> ASSIGNMENT
Reproduce every line of the material, exactly as given.

> EXERCISE MATERIALS

Issue #428, opened 2023-02-28
Problem with `Factory::findOrCreate()` and `Embeddable`


nikophil:
There is actually no way to use embeddables with `Factory::findOrCreate()`:
```php
#[ORM\Embeddable]
final class Address
{
    #[ORM\Column()]
    public string $value;
}

#[ORM\Entity]
final class Contact
{
    #[ORM\Embedded(Address::class)]
    public Address $address;
}

// 💥 Error "Unrecognized field: address" when doctrine tries to get the contact:
// for doctrine, this field is called "address.value" 
ContactFactory::findOrCreate(['address' => 'some address']); 

// 💥 "Class "Contact" does not have property "address.value"" when Foundry tries to create the address
ContactFactory::findOrCreate(['address.value' => 'some address']); 
```
Actually, I don't think we will be able to fix this :thinking:

KDederichs:
Ah, bummer cause I came here cause I ran into EXACTLY the same issue :)

One solution could be that you require the Address to be initialized (via constructor) and then if you find an Embedded in create/find it'll call the getter/setter on that maybe?

Like `address.value` is mapped to `address->getValue()` or `address->setValue()` internally?

nikophil:
> Ah, bummer cause I came here cause I ran into EXACTLY the same issue :)

this may give some more motivation to fix this!

I'm wondering if we couldn't use it like this:
```php
ContactFactory::findOrCreate(['address' => new Address('some address')]); 
```
this way Foundry is happy when it tries to create the address, and we could transform all embeddable objects into DQL criteria understandable by doctrine. 

Actually that won't be that complex to fix.

Any thoughts @kbond?

kbond:
Yes that makes sense, since it's an embeddable, I think we could also accept:

```php
ContactFactory::findOrCreate(['address' => AddressFactory::new('postalCode' => '90210')]);
```

PR #432, opened 2023-03-15
feat: findOrCreate() can use embeddable

nikophil:
related to #428

This PR has some limitations:
- still not possible to use factories as suggested in https://github.com/zenstruck/foundry/issues/428#issuecomment-1466957360 but I'm wondering if wan can do this, because we need to extract the attributes from the factory. Thus `Factory::normalizeAttributes()` should be opened, and I'm not sure it is a good idea (maybe we can make it internal?)
- not possible to deal with nested embeddable: this is not impossible, but would need some recursive method that would complicate the code

not really sure where we should document this?

/cc @KDederichs

### DIFF
--- a/src/RepositoryProxy.php
+++ b/src/RepositoryProxy.php
@@ -12,9 +12,14 @@
 namespace Zenstruck\Foundry;
 
 use Doctrine\ODM\MongoDB\DocumentManager;
+use Doctrine\ODM\MongoDB\Mapping\ClassMetadata as ODMClassMetadata;
 use Doctrine\ORM\EntityManagerInterface;
 use Doctrine\ORM\EntityRepository;
+use Doctrine\ORM\Mapping\ClassMetadata as ORMClassMetadata;
+use Doctrine\Persistence\Mapping\MappingException;
+use Doctrine\Persistence\ObjectManager;
 use Doctrine\Persistence\ObjectRepository;
+use Symfony\Component\PropertyAccess\PropertyAccess;
 
 /**
  * @mixin EntityRepository<TProxiedObject>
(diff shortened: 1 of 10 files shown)


src/RepositoryProxy.php
```diff
@@ -311,7 +315,42 @@ public function find($criteria)
...
+            };
+
+            if (!$isEmbedded) {
+                throw new \InvalidArgumentException('Only embeddable objects can be passed as attributes for "findOrCreate()" method.');
+            }
+
+            foreach ($metadataForAttribute->getFieldNames() as $field) {
+                $embeddableFieldValue = $propertyAccessor->getValue($attributeValue, $field);
+                if (is_object($embeddableFieldValue)) {
+                    throw new \InvalidArgumentException('Nested embeddable objects are still not supported in "findOrCreate()" method.');
```
kbond, line 350: Does doctrine allow nested embeddables?

kbond (commented):
This adds quite a bit of complexity 😬

For accepting a factory, what about just creating the factory and getting the created object?

src/RepositoryProxy.php
nikophil: yes, it does

kbond: TIL

nikophil:
> This adds quite a bit of complexity

I know :disappointed: the best would have been to put it in its own class maybe?

> For accepting a factory, what about just creating the factory and getting the created object?

yes good idea! I'm just wondering if we should do something if a user wrongly adds a "persisting" factory here (he/she would have used this totally wrong!)?

kbond:
> I know 😞 the best would have been to put it in its own class maybe?

Let's leave it for now but keep this in mind when doing our refactor.

> something if a user wrongly adds a "persisting" factory here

> EXERCISE OUTPUT
Issue #428, opened 2023-02-28
Problem with `Factory::findOrCreate()` and `Embeddable`


nikophil:
There is actually no way to use embeddables with `Factory::findOrCreate()`:
```php
#[ORM\Embeddable]
final class Address
{
    #[ORM\Column()]
    public string $value;
}

#[ORM\Entity]
final class Contact
{
    #[ORM\Embedded(Address::class)]
    public Address $address;
}

// 💥 Error "Unrecognized field: address" when doctrine tries to get the contact:
// for doctrine, this field is called "address.value" 
ContactFactory::findOrCreate(['address' => 'some address']); 

// 💥 "Class "Contact" does not have property "address.value"" when Foundry tries to create the address
ContactFactory::findOrCreate(['address.value' => 'some address']); 
```
Actually, I don't think we will be able to fix this :thinking:

KDederichs:
Ah, bummer cause I came here cause I ran into EXACTLY the same issue :)

One solution could be that you require the Address to be initialized (via constructor) and then if you find an Embedded in create/find it'll call the getter/setter on that maybe?

Like `address.value` is mapped to `address->getValue()` or `address->setValue()` internally?

nikophil:
> Ah, bummer cause I came here cause I ran into EXACTLY the same issue :)

this may give some more motivation to fix this!

I'm wondering if we couldn't use it like this:
```php
ContactFactory::findOrCreate(['address' => new Address('some address')]); 
```
this way Foundry is happy when it tries to create the address, and we could transform all embeddable objects into DQL criteria understandable by doctrine. 

Actually that won't be that complex to fix.

Any thoughts @kbond?

kbond:
Yes that makes sense, since it's an embeddable, I think we could also accept:

```php
ContactFactory::findOrCreate(['address' => AddressFactory::new('postalCode' => '90210')]);
```

PR #432, opened 2023-03-15
feat: findOrCreate() can use embeddable

nikophil:
related to #428

This PR has some limitations:
- still not possible to use factories as suggested in https://github.com/zenstruck/foundry/issues/428#issuecomment-1466957360 but I'm wondering if wan can do this, because we need to extract the attributes from the factory. Thus `Factory::normalizeAttributes()` should be opened, and I'm not sure it is a good idea (maybe we can make it internal?)
- not possible to deal with nested embeddable: this is not impossible, but would need some recursive method that would complicate the code

not really sure where we should document this?

/cc @KDederichs

### DIFF
--- a/src/RepositoryProxy.php
+++ b/src/RepositoryProxy.php
@@ -12,9 +12,14 @@
 namespace Zenstruck\Foundry;
 
 use Doctrine\ODM\MongoDB\DocumentManager;
+use Doctrine\ODM\MongoDB\Mapping\ClassMetadata as ODMClassMetadata;
 use Doctrine\ORM\EntityManagerInterface;
 use Doctrine\ORM\EntityRepository;
+use Doctrine\ORM\Mapping\ClassMetadata as ORMClassMetadata;
+use Doctrine\Persistence\Mapping\MappingException;
+use Doctrine\Persistence\ObjectManager;
 use Doctrine\Persistence\ObjectRepository;
+use Symfony\Component\PropertyAccess\PropertyAccess;
 
 /**
  * @mixin EntityRepository<TProxiedObject>
(diff shortened: 1 of 10 files shown)


src/RepositoryProxy.php
```diff
@@ -311,7 +315,42 @@ public function find($criteria)
...
+            };
+
+            if (!$isEmbedded) {
+                throw new \InvalidArgumentException('Only embeddable objects can be passed as attributes for "findOrCreate()" method.');
+            }
+
+            foreach ($metadataForAttribute->getFieldNames() as $field) {
+                $embeddableFieldValue = $propertyAccessor->getValue($attributeValue, $field);
+                if (is_object($embeddableFieldValue)) {
+                    throw new \InvalidArgumentException('Nested embeddable objects are still not supported in "findOrCreate()" method.');
```
kbond, line 350: Does doctrine allow nested embeddables?

kbond (commented):
This adds quite a bit of complexity 😬

For accepting a factory, what about just creating the factory and getting the created object?

src/RepositoryProxy.php
nikophil: yes, it does

kbond: TIL

nikophil:
> This adds quite a bit of complexity

I know :disappointed: the best would have been to put it in its own class maybe?

> For accepting a factory, what about just creating the factory and getting the created object?

yes good idea! I'm just wondering if we should do something if a user wrongly adds a "persisting" factory here (he/she would have used this totally wrong!)?

kbond:
> I know 😞 the best would have been to put it in its own class maybe?

Let's leave it for now but keep this in mind when doing our refactor.

> something if a user wrongly adds a "persisting" factory here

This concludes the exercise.